O medo da autonomia dos leigos e das comunidades cristãs por parte da hierarquia eclesial, portanto, vem de muito tempo e não pode ser erradicado de um dia para o outro. Esse medo indica a incapacidade de pensar um caminho eclesial que valorize os carismas de todos, como nos sugeriu São Paulo. Também significa a distância infinita do plano de Jesus para uma comunidade de discípulos homens e mulheres iguais. Por isso é importante prestar muita atenção aos conceitos que são propostos pela hierarquia eclesiástica para indicar o caminho a seguir. Aprendi, de fato, a desconfiar daqueles bispos que falam muito sobre comunhão, mas depois, na prática, entendem a comunhão como uma submissão à sua vontade, e não como uma partilha de opiniões de acordo com o princípio da igualdade. Além disso, conhecemos muito bem a história do Sínodo Extraordinário dos Bispos, realizado em Roma em 1985, que levou à substituição da ideia conciliar da Igreja como povo de Deus pela da Igreja como comunhão. Não há nada a reclamar sobre a bondade do conceito de comunhão, que, no entanto, funciona, eclesiasticamente falando, se mantido em relação ao do povo de Deus. O risco, que então se concretizou, consiste em fazer renascer no dinamismo eclesiástico, de modo delicado e pela janela, aquele autoritarismo clerical que o Concílio Vaticano II tinha decisivamente posto para fora. 

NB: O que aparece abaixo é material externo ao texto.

PR #1005, opened 2020-02-11
getegrid: set output_format in case of exception handling

jwkaltz:


jwkaltz:
@danduk82 this fixes a small regression introduced with the stats refactoring, please check this PR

A partir do batismo, como sugere o número 32 da Lumen Gentium, é o dado importante a ser retomado para construir comunidades nas quais todos se sentem à mesma mesa com direito à palavra e à manifestação de sua opinião. Devemos fazer tudo para recuperar o fato fundamental do princípio da igualdade, que já é vivenciado em muitas comunidades, mas que se complica quando se senta à mesa alguém que pensa ter mais direitos que os outros. Essa dissonância, que muitas vezes se disfarça de arrogância, revela um caminho eclesial feito de clericalismo, de autoritarismo sem qualquer fundamento evangélico. Jesus havia dito que entre nós, discípulos, tanto homens como mulheres, o estilo é o do serviço humilde, de buscar o último lugar e não o primeiro, como acontece na lógica do mundo. “Não será assim entre vós” (Mc 10,43). Democratizar as relações dentro da Igreja seria um sinal profético de grande valor, neste tempo marcado pela nostalgia do totalitarismo.


2 comentários:

  1. Feliz demais com esse texto seu. Seria um texto para ser lido por todo clero! Ele serve para refletir sobre esse poder que " a igreja" exerce sobre as pessoas, como também a necessidade de quem assumir continuar o trabalho lindo que O Papa Francisco começou, quebrar paradigmas dentro da igreja, abrir as portas para acolher a todos, que esse é o verdadeiro papel da igreja.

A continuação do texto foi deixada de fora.